##### SUPPLIED DATA

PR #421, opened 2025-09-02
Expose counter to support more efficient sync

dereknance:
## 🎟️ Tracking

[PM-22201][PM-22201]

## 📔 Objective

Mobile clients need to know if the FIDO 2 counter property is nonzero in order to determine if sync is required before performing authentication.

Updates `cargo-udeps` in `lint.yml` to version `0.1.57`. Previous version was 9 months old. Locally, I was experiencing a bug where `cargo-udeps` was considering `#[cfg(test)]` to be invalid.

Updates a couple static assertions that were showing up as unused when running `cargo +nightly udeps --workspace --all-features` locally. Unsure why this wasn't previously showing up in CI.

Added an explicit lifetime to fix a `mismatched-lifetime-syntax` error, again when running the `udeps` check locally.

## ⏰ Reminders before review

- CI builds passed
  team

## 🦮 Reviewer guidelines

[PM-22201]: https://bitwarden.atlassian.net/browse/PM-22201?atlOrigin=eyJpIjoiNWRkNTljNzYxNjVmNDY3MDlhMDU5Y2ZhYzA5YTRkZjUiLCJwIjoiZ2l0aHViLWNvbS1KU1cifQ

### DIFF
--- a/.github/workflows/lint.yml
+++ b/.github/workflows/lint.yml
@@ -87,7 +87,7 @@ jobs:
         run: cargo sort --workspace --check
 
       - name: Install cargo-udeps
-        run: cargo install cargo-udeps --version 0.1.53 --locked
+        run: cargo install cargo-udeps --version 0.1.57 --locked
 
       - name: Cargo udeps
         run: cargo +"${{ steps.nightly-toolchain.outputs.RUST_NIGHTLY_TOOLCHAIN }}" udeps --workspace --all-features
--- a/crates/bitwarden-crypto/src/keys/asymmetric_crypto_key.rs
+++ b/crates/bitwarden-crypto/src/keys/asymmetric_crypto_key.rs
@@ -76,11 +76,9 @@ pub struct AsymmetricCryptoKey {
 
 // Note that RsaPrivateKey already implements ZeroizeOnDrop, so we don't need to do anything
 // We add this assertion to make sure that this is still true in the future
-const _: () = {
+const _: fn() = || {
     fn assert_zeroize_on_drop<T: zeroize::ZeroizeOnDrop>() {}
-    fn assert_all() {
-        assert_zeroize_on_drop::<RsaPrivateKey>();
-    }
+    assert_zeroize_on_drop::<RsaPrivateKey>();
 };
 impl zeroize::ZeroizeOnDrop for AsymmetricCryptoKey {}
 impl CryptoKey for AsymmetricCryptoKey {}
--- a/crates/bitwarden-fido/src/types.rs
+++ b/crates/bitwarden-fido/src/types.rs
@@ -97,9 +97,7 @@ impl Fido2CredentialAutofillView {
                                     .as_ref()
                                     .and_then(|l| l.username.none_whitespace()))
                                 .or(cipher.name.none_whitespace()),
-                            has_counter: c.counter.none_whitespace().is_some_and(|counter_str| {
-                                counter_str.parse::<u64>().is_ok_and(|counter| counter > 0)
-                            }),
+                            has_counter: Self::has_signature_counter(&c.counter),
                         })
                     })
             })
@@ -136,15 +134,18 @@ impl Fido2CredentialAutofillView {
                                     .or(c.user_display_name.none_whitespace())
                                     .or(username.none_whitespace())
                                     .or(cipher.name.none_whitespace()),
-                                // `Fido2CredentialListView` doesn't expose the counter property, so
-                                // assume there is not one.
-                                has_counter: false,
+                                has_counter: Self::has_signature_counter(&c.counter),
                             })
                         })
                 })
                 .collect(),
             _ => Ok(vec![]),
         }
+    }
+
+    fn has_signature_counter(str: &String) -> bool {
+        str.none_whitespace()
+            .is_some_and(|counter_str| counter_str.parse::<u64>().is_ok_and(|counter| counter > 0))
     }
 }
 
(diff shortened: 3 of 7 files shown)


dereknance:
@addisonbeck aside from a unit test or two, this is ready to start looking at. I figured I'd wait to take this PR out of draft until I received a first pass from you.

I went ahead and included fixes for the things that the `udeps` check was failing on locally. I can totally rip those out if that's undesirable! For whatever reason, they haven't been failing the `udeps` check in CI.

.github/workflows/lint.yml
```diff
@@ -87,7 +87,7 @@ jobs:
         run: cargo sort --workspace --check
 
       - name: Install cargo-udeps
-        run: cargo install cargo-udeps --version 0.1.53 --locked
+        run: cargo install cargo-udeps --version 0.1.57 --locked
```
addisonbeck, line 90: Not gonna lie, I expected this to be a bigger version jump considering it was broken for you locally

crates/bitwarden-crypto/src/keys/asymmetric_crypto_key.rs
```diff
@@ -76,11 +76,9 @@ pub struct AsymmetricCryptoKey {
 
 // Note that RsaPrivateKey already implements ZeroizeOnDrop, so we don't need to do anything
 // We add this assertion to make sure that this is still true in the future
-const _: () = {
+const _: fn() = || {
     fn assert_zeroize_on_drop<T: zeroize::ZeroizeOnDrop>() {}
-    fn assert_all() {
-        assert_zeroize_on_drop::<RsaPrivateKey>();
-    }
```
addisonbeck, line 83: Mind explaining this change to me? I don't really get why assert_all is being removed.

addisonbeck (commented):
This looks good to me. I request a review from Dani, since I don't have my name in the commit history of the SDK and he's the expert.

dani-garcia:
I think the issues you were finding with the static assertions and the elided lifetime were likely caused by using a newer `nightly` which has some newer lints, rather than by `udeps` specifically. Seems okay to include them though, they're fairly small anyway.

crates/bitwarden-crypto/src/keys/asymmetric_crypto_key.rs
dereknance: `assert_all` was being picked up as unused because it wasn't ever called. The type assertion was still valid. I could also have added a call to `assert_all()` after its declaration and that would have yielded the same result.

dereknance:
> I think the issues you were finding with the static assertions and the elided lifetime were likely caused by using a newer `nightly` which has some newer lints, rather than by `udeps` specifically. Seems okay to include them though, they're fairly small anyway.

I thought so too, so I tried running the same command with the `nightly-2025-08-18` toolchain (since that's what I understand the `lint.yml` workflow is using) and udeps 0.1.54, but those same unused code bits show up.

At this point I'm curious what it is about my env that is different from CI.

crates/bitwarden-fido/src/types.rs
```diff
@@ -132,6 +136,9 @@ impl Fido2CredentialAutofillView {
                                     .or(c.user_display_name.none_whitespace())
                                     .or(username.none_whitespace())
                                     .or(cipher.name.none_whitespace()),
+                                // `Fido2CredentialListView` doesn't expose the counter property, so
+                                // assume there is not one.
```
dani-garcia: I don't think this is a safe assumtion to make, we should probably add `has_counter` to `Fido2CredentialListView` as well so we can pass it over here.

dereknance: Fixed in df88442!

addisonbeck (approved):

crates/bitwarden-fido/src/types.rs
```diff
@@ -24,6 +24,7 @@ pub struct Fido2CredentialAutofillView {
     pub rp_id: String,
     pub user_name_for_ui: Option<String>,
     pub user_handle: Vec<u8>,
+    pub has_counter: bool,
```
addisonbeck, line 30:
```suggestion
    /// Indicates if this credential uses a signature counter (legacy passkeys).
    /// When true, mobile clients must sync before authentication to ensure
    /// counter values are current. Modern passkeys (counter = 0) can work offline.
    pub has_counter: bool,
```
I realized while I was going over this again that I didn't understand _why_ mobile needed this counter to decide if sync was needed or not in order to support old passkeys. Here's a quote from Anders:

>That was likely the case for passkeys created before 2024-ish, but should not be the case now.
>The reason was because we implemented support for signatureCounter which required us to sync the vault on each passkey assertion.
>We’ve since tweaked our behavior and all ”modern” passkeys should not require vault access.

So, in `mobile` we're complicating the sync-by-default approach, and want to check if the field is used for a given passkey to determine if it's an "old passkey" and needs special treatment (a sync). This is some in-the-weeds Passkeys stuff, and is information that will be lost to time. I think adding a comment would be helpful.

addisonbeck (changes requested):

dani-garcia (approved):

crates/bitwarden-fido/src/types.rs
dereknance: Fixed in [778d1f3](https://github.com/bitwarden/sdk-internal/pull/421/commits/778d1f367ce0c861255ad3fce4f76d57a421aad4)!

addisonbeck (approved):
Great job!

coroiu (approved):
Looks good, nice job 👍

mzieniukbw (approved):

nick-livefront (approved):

##########

EXERCISE BRIEF:
Reproduce, line for line, the material, starting at its first line, and end once the line holding "Mobile clients need" has been output.

RESPONSE:
PR #421, opened 2025-09-02
Expose counter to support more efficient sync

dereknance:
## 🎟️ Tracking

[PM-22201][PM-22201]

## 📔 Objective

Mobile clients need to know if the FIDO 2 counter property is nonzero in order to determine if sync is required before performing authentication.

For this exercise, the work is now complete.